**What the task asks:** Lines from the one containing "feat(slider): Add color" through the last one in the data below: write them out word for word, and only them.
Available data: Begin
PR #1544, opened 2017-11-04
feat(slider): Add color theme mixins; default to secondary; remove `--off`

### LINKED ISSUE #1151: Add Sass color mixin to slider
- [x] Create color mixins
Available data: End
**Solved exercise:**
feat(slider): Add color theme mixins; default to secondary; remove `--off`

### LINKED ISSUE #1151: Add Sass color mixin to slider
- [x] Create color mixins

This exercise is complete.